> **Extracted information**
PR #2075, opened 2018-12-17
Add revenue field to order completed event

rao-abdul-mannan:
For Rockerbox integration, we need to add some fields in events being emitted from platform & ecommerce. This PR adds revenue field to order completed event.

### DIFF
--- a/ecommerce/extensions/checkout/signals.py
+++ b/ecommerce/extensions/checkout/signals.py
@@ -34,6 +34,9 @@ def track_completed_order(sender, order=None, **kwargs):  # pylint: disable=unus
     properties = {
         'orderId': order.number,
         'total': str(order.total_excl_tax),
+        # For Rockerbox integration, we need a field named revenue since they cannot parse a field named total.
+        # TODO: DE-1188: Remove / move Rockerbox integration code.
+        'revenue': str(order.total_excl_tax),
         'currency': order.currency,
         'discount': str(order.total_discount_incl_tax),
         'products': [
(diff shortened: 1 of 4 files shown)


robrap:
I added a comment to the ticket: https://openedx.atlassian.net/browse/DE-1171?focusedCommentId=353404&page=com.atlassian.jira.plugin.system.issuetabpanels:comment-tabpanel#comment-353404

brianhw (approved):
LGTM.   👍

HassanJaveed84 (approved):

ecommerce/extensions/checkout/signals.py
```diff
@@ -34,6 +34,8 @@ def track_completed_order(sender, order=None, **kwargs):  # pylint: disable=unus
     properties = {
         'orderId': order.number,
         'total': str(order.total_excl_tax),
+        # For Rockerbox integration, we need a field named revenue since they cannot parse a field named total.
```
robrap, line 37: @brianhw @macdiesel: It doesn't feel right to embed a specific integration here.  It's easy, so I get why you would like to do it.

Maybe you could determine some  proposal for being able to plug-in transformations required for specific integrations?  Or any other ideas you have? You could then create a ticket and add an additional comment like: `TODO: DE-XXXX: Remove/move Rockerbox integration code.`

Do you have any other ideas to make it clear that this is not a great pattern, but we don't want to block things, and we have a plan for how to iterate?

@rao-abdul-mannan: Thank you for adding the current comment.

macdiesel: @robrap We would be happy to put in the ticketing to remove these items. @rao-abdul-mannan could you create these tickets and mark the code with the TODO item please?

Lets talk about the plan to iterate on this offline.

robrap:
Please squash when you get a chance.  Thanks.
==
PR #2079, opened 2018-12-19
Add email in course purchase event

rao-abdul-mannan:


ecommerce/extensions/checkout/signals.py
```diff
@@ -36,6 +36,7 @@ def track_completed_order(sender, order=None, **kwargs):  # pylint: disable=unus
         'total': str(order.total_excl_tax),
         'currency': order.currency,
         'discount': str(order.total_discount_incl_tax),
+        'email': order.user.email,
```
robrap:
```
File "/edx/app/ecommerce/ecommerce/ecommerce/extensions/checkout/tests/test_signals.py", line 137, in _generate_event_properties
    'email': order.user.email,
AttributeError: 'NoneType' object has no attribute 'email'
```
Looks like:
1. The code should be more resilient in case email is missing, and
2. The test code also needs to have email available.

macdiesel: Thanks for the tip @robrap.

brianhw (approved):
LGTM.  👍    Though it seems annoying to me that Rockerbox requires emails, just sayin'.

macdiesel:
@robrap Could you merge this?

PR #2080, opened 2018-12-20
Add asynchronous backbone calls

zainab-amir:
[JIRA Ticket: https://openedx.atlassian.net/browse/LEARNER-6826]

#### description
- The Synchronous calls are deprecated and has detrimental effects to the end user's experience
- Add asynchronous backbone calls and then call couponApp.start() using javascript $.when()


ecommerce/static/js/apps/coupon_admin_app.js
...
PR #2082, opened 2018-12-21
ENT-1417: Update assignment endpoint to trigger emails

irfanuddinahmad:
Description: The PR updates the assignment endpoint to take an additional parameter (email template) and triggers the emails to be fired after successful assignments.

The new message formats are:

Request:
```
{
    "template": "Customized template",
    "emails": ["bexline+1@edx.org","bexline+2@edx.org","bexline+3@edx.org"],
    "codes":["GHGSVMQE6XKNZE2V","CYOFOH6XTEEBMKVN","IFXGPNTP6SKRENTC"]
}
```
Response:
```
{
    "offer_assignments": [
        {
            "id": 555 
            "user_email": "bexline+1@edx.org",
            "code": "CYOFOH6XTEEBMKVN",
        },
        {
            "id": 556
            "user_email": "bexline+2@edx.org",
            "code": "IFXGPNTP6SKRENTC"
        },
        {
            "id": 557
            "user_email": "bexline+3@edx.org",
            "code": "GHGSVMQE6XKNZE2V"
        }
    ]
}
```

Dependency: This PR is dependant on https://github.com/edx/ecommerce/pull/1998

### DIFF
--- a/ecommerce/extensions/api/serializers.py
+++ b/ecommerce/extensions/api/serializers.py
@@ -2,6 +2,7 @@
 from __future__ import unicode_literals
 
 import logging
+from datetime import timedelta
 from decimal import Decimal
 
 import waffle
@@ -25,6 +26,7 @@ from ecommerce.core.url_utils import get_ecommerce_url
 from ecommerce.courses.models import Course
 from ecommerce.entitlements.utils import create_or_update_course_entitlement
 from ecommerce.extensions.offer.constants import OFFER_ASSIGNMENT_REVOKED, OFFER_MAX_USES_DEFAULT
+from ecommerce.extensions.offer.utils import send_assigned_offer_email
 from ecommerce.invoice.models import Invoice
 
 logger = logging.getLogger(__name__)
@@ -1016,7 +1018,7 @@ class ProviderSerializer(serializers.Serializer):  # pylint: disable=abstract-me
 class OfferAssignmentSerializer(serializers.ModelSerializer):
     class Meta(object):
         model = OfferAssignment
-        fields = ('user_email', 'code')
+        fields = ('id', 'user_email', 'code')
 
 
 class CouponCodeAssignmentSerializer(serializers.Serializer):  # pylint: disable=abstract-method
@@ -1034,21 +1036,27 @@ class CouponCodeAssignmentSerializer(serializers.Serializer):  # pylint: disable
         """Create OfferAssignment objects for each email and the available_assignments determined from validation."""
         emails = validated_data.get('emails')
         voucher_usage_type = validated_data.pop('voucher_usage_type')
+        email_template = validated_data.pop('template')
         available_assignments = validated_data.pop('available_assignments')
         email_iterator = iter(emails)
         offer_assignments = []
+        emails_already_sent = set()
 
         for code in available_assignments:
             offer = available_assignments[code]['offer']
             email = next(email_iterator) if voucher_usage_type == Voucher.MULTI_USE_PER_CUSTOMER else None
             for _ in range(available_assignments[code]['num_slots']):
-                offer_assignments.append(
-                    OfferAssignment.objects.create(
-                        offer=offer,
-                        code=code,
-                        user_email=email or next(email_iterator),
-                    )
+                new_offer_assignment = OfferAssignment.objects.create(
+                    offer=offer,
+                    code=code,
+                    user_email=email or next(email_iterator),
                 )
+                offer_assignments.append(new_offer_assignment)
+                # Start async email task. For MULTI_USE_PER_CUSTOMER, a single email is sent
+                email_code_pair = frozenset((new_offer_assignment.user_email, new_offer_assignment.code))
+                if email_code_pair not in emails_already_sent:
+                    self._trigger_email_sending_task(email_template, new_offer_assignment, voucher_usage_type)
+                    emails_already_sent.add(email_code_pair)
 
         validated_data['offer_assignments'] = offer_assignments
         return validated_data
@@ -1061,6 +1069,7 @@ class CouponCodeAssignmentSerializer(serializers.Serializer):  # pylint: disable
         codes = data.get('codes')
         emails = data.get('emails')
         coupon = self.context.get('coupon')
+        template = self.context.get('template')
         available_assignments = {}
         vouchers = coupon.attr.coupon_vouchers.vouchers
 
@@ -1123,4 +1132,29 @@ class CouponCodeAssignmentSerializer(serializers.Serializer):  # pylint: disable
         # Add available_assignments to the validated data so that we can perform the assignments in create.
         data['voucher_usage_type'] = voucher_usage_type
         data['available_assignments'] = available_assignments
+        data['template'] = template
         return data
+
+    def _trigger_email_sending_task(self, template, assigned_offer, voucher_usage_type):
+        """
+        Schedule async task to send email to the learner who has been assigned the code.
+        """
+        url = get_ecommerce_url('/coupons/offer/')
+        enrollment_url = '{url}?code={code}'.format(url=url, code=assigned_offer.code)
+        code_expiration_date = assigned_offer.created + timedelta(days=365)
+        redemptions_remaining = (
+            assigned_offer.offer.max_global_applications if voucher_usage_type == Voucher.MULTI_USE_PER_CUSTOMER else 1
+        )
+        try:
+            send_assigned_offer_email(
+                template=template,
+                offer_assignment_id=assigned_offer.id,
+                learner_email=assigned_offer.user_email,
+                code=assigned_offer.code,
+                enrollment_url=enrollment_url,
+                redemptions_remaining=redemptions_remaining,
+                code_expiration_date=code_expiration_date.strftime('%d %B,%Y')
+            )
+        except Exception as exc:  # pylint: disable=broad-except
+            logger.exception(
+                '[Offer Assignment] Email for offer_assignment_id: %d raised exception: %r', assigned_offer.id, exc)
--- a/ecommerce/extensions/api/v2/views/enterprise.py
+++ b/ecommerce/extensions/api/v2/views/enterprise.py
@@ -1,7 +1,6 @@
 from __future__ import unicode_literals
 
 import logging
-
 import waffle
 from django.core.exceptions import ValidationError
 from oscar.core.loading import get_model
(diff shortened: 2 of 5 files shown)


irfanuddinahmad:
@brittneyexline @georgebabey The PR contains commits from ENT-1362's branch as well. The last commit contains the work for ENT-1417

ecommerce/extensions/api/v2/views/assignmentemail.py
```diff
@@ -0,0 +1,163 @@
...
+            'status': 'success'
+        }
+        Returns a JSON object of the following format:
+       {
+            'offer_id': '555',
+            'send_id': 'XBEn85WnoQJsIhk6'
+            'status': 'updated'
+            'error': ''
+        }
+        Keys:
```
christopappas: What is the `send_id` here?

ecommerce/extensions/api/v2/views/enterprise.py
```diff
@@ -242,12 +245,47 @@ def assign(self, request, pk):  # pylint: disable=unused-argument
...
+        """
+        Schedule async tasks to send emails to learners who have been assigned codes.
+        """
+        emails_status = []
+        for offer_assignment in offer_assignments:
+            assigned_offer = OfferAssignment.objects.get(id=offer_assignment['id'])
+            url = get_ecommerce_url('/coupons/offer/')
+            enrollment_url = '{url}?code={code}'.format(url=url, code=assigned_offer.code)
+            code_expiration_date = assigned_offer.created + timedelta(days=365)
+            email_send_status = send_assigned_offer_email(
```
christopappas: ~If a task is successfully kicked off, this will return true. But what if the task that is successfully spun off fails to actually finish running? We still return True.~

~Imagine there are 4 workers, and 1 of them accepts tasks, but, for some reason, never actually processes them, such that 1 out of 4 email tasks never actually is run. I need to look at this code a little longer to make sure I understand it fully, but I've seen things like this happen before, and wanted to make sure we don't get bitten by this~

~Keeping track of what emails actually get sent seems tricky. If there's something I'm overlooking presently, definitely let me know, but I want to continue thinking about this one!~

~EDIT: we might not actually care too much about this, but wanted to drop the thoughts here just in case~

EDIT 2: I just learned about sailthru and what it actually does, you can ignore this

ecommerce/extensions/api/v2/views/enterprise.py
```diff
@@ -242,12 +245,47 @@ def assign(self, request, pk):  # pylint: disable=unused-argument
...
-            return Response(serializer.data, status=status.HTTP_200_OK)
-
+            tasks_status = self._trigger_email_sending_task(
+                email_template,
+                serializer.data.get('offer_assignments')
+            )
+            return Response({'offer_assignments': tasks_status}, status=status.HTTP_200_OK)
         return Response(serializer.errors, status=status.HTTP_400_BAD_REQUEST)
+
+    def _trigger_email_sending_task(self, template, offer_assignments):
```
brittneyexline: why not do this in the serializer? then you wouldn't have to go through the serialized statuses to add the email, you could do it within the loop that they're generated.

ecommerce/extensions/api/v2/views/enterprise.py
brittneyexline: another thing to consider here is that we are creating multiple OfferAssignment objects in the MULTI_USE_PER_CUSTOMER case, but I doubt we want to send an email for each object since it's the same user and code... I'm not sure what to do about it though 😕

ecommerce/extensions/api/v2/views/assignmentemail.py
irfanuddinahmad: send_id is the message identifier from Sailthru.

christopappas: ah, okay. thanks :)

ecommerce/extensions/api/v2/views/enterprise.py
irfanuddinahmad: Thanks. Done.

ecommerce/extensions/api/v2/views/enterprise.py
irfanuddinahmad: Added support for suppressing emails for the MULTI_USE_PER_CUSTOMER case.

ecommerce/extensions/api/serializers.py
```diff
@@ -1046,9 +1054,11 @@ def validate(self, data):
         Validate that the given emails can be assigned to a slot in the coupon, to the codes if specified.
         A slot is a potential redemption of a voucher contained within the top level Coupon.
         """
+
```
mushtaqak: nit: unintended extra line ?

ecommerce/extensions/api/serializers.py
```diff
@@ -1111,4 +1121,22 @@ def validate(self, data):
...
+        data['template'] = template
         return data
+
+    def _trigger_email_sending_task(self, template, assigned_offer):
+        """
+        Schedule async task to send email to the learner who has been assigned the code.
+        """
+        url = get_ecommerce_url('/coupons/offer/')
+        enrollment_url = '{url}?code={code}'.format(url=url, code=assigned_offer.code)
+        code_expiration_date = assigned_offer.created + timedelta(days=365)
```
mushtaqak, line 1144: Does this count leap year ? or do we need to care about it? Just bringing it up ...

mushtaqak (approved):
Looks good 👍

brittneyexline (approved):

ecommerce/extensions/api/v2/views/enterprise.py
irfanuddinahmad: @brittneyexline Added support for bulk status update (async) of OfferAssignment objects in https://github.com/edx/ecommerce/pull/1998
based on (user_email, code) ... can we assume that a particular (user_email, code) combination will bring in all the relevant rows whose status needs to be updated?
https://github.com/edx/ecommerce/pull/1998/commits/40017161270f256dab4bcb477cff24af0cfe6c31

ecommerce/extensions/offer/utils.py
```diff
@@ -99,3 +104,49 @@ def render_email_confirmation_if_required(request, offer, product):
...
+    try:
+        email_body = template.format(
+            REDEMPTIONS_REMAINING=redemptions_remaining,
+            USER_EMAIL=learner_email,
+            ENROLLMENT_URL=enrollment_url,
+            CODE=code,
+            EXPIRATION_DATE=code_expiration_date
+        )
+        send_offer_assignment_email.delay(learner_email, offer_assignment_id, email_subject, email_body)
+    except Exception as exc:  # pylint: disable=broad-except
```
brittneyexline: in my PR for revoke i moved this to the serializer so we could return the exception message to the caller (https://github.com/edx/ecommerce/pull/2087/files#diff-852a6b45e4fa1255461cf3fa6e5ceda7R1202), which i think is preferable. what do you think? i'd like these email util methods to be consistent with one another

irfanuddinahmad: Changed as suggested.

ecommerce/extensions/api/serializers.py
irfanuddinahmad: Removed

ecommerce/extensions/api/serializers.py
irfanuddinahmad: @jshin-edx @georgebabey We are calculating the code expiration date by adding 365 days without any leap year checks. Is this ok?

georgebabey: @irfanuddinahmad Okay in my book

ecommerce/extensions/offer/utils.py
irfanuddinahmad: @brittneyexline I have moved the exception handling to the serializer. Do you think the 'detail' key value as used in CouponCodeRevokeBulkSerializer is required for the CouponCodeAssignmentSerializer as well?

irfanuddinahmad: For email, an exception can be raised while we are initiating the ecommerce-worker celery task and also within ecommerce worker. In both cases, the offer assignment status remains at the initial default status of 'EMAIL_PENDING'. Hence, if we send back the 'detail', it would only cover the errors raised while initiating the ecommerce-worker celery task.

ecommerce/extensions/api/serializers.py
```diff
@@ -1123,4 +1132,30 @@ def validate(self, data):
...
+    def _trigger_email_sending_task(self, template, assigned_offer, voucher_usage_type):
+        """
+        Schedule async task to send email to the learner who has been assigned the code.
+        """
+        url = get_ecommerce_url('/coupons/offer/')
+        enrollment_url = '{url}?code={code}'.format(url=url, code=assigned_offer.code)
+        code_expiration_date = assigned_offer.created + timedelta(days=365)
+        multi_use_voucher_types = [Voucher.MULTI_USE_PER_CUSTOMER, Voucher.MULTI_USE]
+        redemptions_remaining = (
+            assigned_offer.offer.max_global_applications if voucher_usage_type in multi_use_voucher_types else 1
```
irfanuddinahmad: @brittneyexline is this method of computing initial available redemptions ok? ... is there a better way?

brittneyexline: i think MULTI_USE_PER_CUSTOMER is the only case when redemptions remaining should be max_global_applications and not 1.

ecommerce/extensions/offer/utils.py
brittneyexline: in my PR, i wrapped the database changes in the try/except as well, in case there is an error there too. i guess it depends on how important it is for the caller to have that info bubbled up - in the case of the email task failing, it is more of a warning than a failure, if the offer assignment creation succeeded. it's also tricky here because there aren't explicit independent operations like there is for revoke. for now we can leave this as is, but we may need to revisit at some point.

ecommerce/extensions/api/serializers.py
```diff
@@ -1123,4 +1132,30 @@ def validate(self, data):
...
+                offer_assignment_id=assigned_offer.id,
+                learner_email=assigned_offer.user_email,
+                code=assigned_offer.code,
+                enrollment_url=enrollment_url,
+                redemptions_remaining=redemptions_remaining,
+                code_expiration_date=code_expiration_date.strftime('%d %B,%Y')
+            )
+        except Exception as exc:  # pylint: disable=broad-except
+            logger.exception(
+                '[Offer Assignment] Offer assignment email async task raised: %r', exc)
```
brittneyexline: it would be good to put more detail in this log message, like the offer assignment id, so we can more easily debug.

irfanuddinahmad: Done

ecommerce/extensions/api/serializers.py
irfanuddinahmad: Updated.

> **Task description**
Where a line in the entries holds "then", copy that line.

> **Task solution**
Maybe you could determine some  proposal for being able to plug-in transformations required for specific integrations?  Or any other ideas you have? You could then create a ticket and add an additional comment like: `TODO: DE-XXXX: Remove/move Rockerbox integration code.`
- Add asynchronous backbone calls and then call couponApp.start() using javascript $.when()
brittneyexline: why not do this in the serializer? then you wouldn't have to go through the serialized statuses to add the email, you could do it within the loop that they're generated.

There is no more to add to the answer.